Iqbal Still (Urdu: ???????? ?) is a Pakistani boy who became symbol of child labor torture in developing countries.
Video Iqbal Masih
Little
Iqbal Masih was born in 1983 in Muridke, a commercial city outside Lahore in Punjab, Pakistan, into a poor Christian family. At the age of four, he was employed by his family to pay off their debts. The Iqbal family borrowed 600 rupees (less than $ 6.00 US) from a local employer who owns a carpet weaving business. In return, Iqbal was asked to work as a carpet weaver until the debt was paid off. Every day, he would wake up before dawn and walk in the dark village streets to the factory, where he and most other children are tied closely to the chain to the carpet to escape the escape. He will work 12 hours a day, seven days a week, with just a 30 minute break. He pays 10 dollars a day for the loan, but the loan continues to increase because of his family and interests.
Maps Iqbal Masih
Escape and activism
At the age of 10, Iqbal fled from his enslavement, knowing that unlawful labor was declared illegal by the Supreme Court of Pakistan. He escapes and then goes to the police to report Arshad but the police simply take him back to Arshad, who tells the police to tie him upside down if he tries to escape again. Iqbal fled for the second time and he attended the Bonded Labor Liberation School (BLLF) for former slave children and quickly completed a four-year education in just two years. Iqbal helped more than 3,000 Pakistani children ally to flee to freedom and make speeches about child labor around the world.
He expressed a desire to become a lawyer to further equip him with a bond-free worker, and he began visiting other countries including Sweden and the United States to share his story, encouraging others to join in the struggle to eradicate child slavery.
In 1994, he received the Reebok Human Rights Award in Boston and in his acceptance speech he said: "I am one of the millions of children suffering in Pakistan through forced labor and child labor, but I am fortunate to the Negotiating Workers Release Negotiations BLLF), I am out in freedom I stand in front of you here today.
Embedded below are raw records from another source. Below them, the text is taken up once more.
PR #29, opened 2021-07-20
Workflow install/activate/deactivate unity license

sunmou99:
Trigger on `push` is only for the test purposes. Will remove this trigger before merge. 
Manual trigger `workflow_dispatch ` won't work (cannot see “Run workflow” button on the web UI) until merge to main branch. Will try manual trigger after merge.

Unity License & Account are stored as SECRETs.
Critical steps added timeout.
Deactivate step added retry.

Workflow runs [successfully](https://github.com/firebase/firebase-unity-sdk/actions/runs/1049738500). 

Note:
Deactivate step with `if: always()` will run even cancelled, but will not run when workflow has critical errors. [source](https://docs.github.com/en/actions/reference/context-and-expression-syntax-for-github-actions#always).


StephenHodgson:
Why not use the Unity Hub exe to do installs?

This python script doesn't cover but a few edge cases

sunmou99:
> Why not use the Unity Hub exe to do installs?
> 
> This python script doesn't cover but a few edge cases

1) We will add support to all OSs (Windows, MacOS, Linux). Does Unity Hub provide CLI to do installs?
2) What are the edge cases?
Thank you!

.github/workflows/integration_tests.yml
```diff
@@ -0,0 +1,93 @@
...
+          python scripts/gha/unity_installer.py --activate_license \
+            --version ${{ matrix.unity_version }}  \
+            --username "${{ secrets.UNITY_USERNAME }}" \
+            --password "${{ secrets.UNITY_PASSWORD }}" \
+            --serial_ids "${{ secrets.SERIAL_ID }}" \
+            --logfile testapps/activate_license.log
+          cat testapps/activate_license.log
+      - name: Return Unity license
+        uses: nick-invision/retry@v2
+        if: always()
```
a-maurice, line 87: Can you add a comment about this.  Namely, what the retry thing does, and why it is using always

sunmou99: Comment added

a-maurice (dismissed):

sunmou99:
Removed push trigger.

a-maurice (approved):

StephenHodgson:
> We will add support to all OSs (Windows, MacOS, Linux). Does Unity Hub provide CLI to do installs?
yes, afaik.

> What are the edge cases?
> Thank you!

Well there's other modules to install, and the hub handles all that. but if it works as is then you guys should be fine.

PR #43, opened 2021-08-03
Remove swig update logic, add openssl, and fix iOS packaging

a-maurice:


.github/workflows/sdk_build.yml
```diff
@@ -104,6 +90,17 @@ jobs:
...
+      - name: Install OpenSSL (Linux)
+        if: startsWith(matrix.os, 'ubuntu')
+        run: |
+          sudo apt install openssl
+      - name: Install OpenSSL (macOS)
+        if: startsWith(matrix.os, 'macos')
+        run: |
+          brew install openssl
+          # brew won't overwrite MacOS system default OpenSSL, so force it here.
+          echo "OPENSSL_ROOT_DIR=/usr/local/opt/openssl@1.1" >> $GITHUB_ENV
```
vimanyu, line 102: Could this hardcoded path break if openssl versions is updated in brew and is no longer found in  `openssl@1.1`?
Maybe it makes sense to use `brew --prefix openssl` to get the path?

vimanyu (commented):
One suggestion on brew installation but looks good otherwise.

vimanyu (approved):
LGTM

PR #48, opened 2021-08-12
Add a license header to all Firestore source files

var-const:


var-const:
Just for completeness' sake.

ehsannas (approved):

PR #50, opened 2021-08-17
Integration Test GHA run test workflow

sunmou99:
Enable Test running in workflow. The goal is simply to make sure the workflow works. Will have following PRs for further improvement.
Workflow run: https://github.com/firebase/firebase-unity-sdk/actions/runs/1141931498

Major changes:
Upload testapps as artifacts.
Add Test jobs for all platform.
Modify & print out test results.

TODO: 
Have a configuration file to set build & test matrix.
Fix test errors & failures. 
Speed up the build time.
Add testing on mobile simulators.
etc.


.github/workflows/integration_tests.yml
```diff
@@ -118,4 +116,139 @@ jobs:
           timeout_minutes: 10
           max_attempts: 3
           command: |
-            python scripts/gha/unity_installer.py --release_license --logfile testapps/release_license.log --version ${{ matrix.unity_version }}
+            python scripts/gha/unity_installer.py --release_license \
+              --logfile testapps/release_license.log \
+              --version ${{ matrix.unity_version }}
+      - name: Upload Android integration tests artifact
```
sunmou99, line 122: Anyone knows how to better handle the artifacts for different platforms. 
(Have a script is an option.)

yifanyang: Would this [composite action](https://github.com/actions/runner/issues/646#issuecomment-901336347) work for you?

Essentially, we can create our own template action that executes other actions such as checking out code, setting up environment, running test, and uploading artifacts, where the step of running test can be customized. Then when we use this template action in the workflow yaml file, we only need to specify the running test part, while artifact uploading is configured implicitly.

.github/workflows/integration_tests.yml
```diff
@@ -97,6 +92,7 @@ jobs:
         run: |
           python scripts/gha/restore_secrets.py --passphrase "${{ secrets.TEST_SECRET }}"
       - name: Build integration tests
+        timeout-minutes: 220
```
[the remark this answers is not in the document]
sunmou99: Yes. It can take up to 3.33 hours. Will try to speed up later

.github/workflows/integration_tests.yml
a-maurice: I assume you mean how to reduce having to duplicate it a bunch?  One potential way is to make all of the platform settings variables that get set as part of the matrix, though that can also be confusing to read.  I think starting with a readable, if a bit wordy, solution is fine for now.

scripts/gha/build_testapps.py
```diff
@@ -522,8 +532,72 @@ def run_xcodebuild(dir_helper, ios_config, device_type):
         configuration=ios_config.configuration)
 
 
-def _summarize_results(testapps, platforms, versions, failures, output_dir):
+def _collect_integration_tests(config, testapps, root_output_dir, output_dir, artifact_name):
```
a-maurice, line 535: Can you add a comment describing what this function does?

a-maurice (approved):

PR #52, opened 2021-09-05
cleanup .gitignore

StephenHodgson:
- added `.vscode/`
- fixed spelling error for `*_unity_seperate/`

### DIFF
--- a/.gitignore
+++ b/.gitignore
@@ -21,6 +21,7 @@ gcs_key_file.json
 *_build/
 *_unity/
 *_unity_seperate/
+*_unity_separate/
 
 # Windows ignore
 vcpkg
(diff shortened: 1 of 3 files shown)


StephenHodgson:
@googlebot I signed it!

.gitignore
```diff
@@ -20,7 +20,10 @@ gcs_key_file.json
 # Folders for cmake/test output
 *_build/
 *_unity/
-*_unity_separate/
+*_unity_seperate/
```
a-maurice, line 23: Thanks for sending this PR.  This is from some scripts, and also I believe it is spelt with an 'a'.  If you can undo this part though, should be good to add vscode

StephenHodgson: @a-maurice seems as though the scripts are busted. Not really sure where that'd be at but I guess I can do a search/replace. The problem is that there's probably some folks that have already cloned the repo and are suddenly going to expect the output folder in one location and it might create a duplicate. This at least keeps everything tidy.

a-maurice (approved):

PR #59, opened 2021-09-29
fix setup

cynthiajoan:
### Description
os setup fix
***

### Type of Change
***

### DIFF
--- a/.github/workflows/ios.yml
+++ b/.github/workflows/ios.yml
@@ -14,9 +14,16 @@ jobs:
   build_ios:
   name: build-ios
     runs-on: macos-latest
-    unity_version: ${{ github.event.inputs.unity_version }}
-    unity_install_dir: /Applications/Unity_${{ github.event.inputs.unity_version }}
-    build_dir: ios_unity
+    strategy:
+      fail-fast: false
+      matrix:
+        os: [macos-latest]
+        include:
+        - os: macos-latest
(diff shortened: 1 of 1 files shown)


.github/workflows/ios.yml
```diff
@@ -14,9 +14,16 @@ jobs:
   build_ios:
   name: build-ios
     runs-on: macos-latest
-    unity_version: ${{ github.event.inputs.unity_version }}
-    unity_install_dir: /Applications/Unity_${{ github.event.inputs.unity_version }}
-    build_dir: ios_unity
+    strategy:
+      fail-fast: false
+      matrix:
+        os: [macos-latest]
```
sunmou99, line 20: There is only one value here. Do you plan to expanded the value in the future?

.github/workflows/ios.yml
```diff
@@ -14,9 +14,16 @@ jobs:
   build_ios:
   name: build-ios
     runs-on: macos-latest
```
sunmou99, line 16: runs-on: ${{ matrix.os }}

.github/workflows/ios.yml
cynthiajoan: hmmm no, but not sure what's the best way to put extra attributes like unity version etc. The current setup has issue.

sunmou99 (approved):

PR #75, opened 2021-10-15
Add ability to specify Firebase CPP version

cynthiajoan:
### Description
Currently can setup to either use local SDK (pre downloaded) or specify a certain version (use versions set in the version cmake files)

Also update workflow to able to checkout a certain version or using latest
***
### Testing
Both locally and on workflow
***

### Type of Change
***


cmake/external/firebase_cpp_sdk.cmake
```diff
@@ -22,10 +22,15 @@ if("${FIREBASE_CPP_GIT_REPO}" STREQUAL "")
...
 
+if("${FIREBASE_CPP_SDK_VERSION}" STREQUAL "")
+  set(FIREBASE_CPP_SDK_VERSION ${FIREBASE_CPP_SDK_PRESET_VERSION})
+endif()
+
 ExternalProject_Add(
   firebase_cpp_sdk
 
   GIT_REPOSITORY ${FIREBASE_CPP_GIT_REPO}
+  GIT_TAG        v${FIREBASE_CPP_SDK_VERSION}
```
a-maurice, line 33: The 'v' should probably be part of the PRESET_VERSION, since that is described at the GitHub tag

a-maurice (dismissed):

cmake/external/firebase_cpp_sdk.cmake
cynthiajoan: DONE

PR #94, opened 2021-11-12
Integration Test workflow accept SDK artifact; and Packaging workflow can trigger Integration Test afterwards

sunmou99:
### Description
1. Integration Test workflow accept SDK artifact.
2. Packaging workflow can trigger Integration Test. Related scripts are copied from CPP repo and then modified for Unity repo.

not include:
fix build errors.
### Testing
[Packaging workflow](https://github.com/firebase/firebase-unity-sdk/actions/runs/1451514339) triggers [Integration test workflow](https://github.com/firebase/firebase-unity-sdk/actions/runs/1451530716).

***

### Type of Change
***


scripts/gha/github.py
```diff
@@ -0,0 +1,280 @@
...
+#
+# Unless required by applicable law or agreed to in writing, software
+# distributed under the License is distributed on an "AS IS" BASIS,
+# WITHOUT WARRANTIES OR CONDITIONS OF ANY KIND, either express or implied.
+# See the License for the specific language governing permissions and
+# limitations under the License.
+
+"""A utility for GitHub REST API.
+
+This script handles GitHub Issue, Pull Request, Comment, Label and Artifact
```
cynthiajoan, line 17: NIT: the name is too general, maybe call github_rest_utils.py?

scripts/gha/trigger_workflow.py
```diff
@@ -0,0 +1,113 @@
...
+
+Usage:
+python trigger_workflow.py -w workflow_filename -t github_token [-b branch_name]
+       [-r git_repo_url] [-p <input1> <value1> -p <input2> <value2> ...]'
+       [-C curl_command]
+
+If -r is unspecified, uses the current repo.
+If -c is unspecified, uses the current HEAD.
+"""
+
```
cynthiajoan, line 30: Same comments for this file. Especially if we have more files that we already made in CPP, it's worth to checkout the cpp repo in the workflow and use the same script in these two repos.

scripts/gha/github.py
sunmou99: Thanks for the suggestion. 

Yes, we have a few similar tools in both CPP and Unity repo with subtle difference. 
I'm considering combining and moving these tools in a new repo (e.g. firebase-games-testing) in the future. But, right now the highest priority it's to make it work in Unity repo without breaking CPP CI.

Yes. I create [set_repo_url()](https://github.com/firebase/firebase-cpp-sdk/pull/746/files#diff-bd5d647c8c782da640a271074167ff54d565487e435358f3c5972c7ddea7e9c8R43) function in the script before I create this PR. 

I also don't see a big change of this files in the near future.

cynthiajoan (approved):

After my freedom, I joined the BLLF School and I studied at that school now. For us, kid boys, Ehsan Ullah Khan and BLLF have done the job just as Abraham Lincoln did for American slaves. Today, you are free and I am free. "
Death
"Iqbal Masih, a brave and eloquent boy who attended several international conferences to denounce the difficulties of child weavers in Pakistan, was shot dead with a gun while he and some cycling friends in their village, Muridke, near Lahore".
Iqbal was shot dead by Ashraf Hero, a heroin addict, while visiting relatives in Muridke, Pakistan on April 16, 1995, Easter Sunday. He was 12 years old at the time. Her mother says she does not believe her son has been the victim of the plot by "carpet mafia". However, the Labor Liberation Front agreed not because Iqbal had received death threats from people connected to the Pakistani carpet industry.
His funeral was attended by about 800 mourners. Little Hero: One Boy's Fight for Freedom tells the story of his legacy.